:: Source information
PR #394, opened 2023-12-11
Remove refresh_interval attribute from provider

MusicDin:
Currently documentation for provider's `refresh_interval` states:
> How often to poll during state change.

However, this is a bit misleading. Refresh interval is used only within instance resource as `Delay` in `retry.StateChangeConf`.

[retry.StateChangeConf](https://github.com/hashicorp/terraform-plugin-sdk/blob/b48765e952eee6ff8d420ca7793325bffaea34de/helper/retry/state.go#L27C1-L39C2) has the following fields:
- `Timeout` - Maximum time to wait for the desired state.
- `MinTimeout` - Minimum time between checks, which keeps increasing by *times 2* with each unsuccessful wait up to 10 seconds. 
  - For example, if `MinTimeout = 2`, the polling would happen on 2, 4, 8, 10, 10, 10, ... seconds.
- `Delay` - Initial delay before the first check/refresh.
- `PollInterval` - Fixed polling interval (*currently not used*).

An instance with `running=true` and `wait_for_network=true` with delay of 10 seconds takes at least 20 seconds to be recognized as started.

This PR removes refresh_interval attribute and sets initial delay and minimum timeout to 2 seconds. Alternatively, we could use refresh_interval for *fixed* polling interval, if anyone sees use in that?

### DIFF
--- a/docs/index.md
+++ b/docs/index.md
@@ -75,10 +75,6 @@ The following arguments are supported:
 	also be set with the `LXD_ACCEPT_SERVER_CERTIFICATE` environment variable.
   Defaults to `false`
 
-* `refresh_interval` - *Optional* - How often to poll during state change.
::::
Problem statement: Could you write the whole listing out again, line for line?

Solution to this exercise:
PR #394, opened 2023-12-11
Remove refresh_interval attribute from provider

MusicDin:
Currently documentation for provider's `refresh_interval` states:
> How often to poll during state change.

However, this is a bit misleading. Refresh interval is used only within instance resource as `Delay` in `retry.StateChangeConf`.

[retry.StateChangeConf](https://github.com/hashicorp/terraform-plugin-sdk/blob/b48765e952eee6ff8d420ca7793325bffaea34de/helper/retry/state.go#L27C1-L39C2) has the following fields:
- `Timeout` - Maximum time to wait for the desired state.
- `MinTimeout` - Minimum time between checks, which keeps increasing by *times 2* with each unsuccessful wait up to 10 seconds. 
  - For example, if `MinTimeout = 2`, the polling would happen on 2, 4, 8, 10, 10, 10, ... seconds.
- `Delay` - Initial delay before the first check/refresh.
- `PollInterval` - Fixed polling interval (*currently not used*).

An instance with `running=true` and `wait_for_network=true` with delay of 10 seconds takes at least 20 seconds to be recognized as started.

This PR removes refresh_interval attribute and sets initial delay and minimum timeout to 2 seconds. Alternatively, we could use refresh_interval for *fixed* polling interval, if anyone sees use in that?

### DIFF
--- a/docs/index.md
+++ b/docs/index.md
@@ -75,10 +75,6 @@ The following arguments are supported:
 	also be set with the `LXD_ACCEPT_SERVER_CERTIFICATE` environment variable.
   Defaults to `false`
 
-* `refresh_interval` - *Optional* - How often to poll during state change.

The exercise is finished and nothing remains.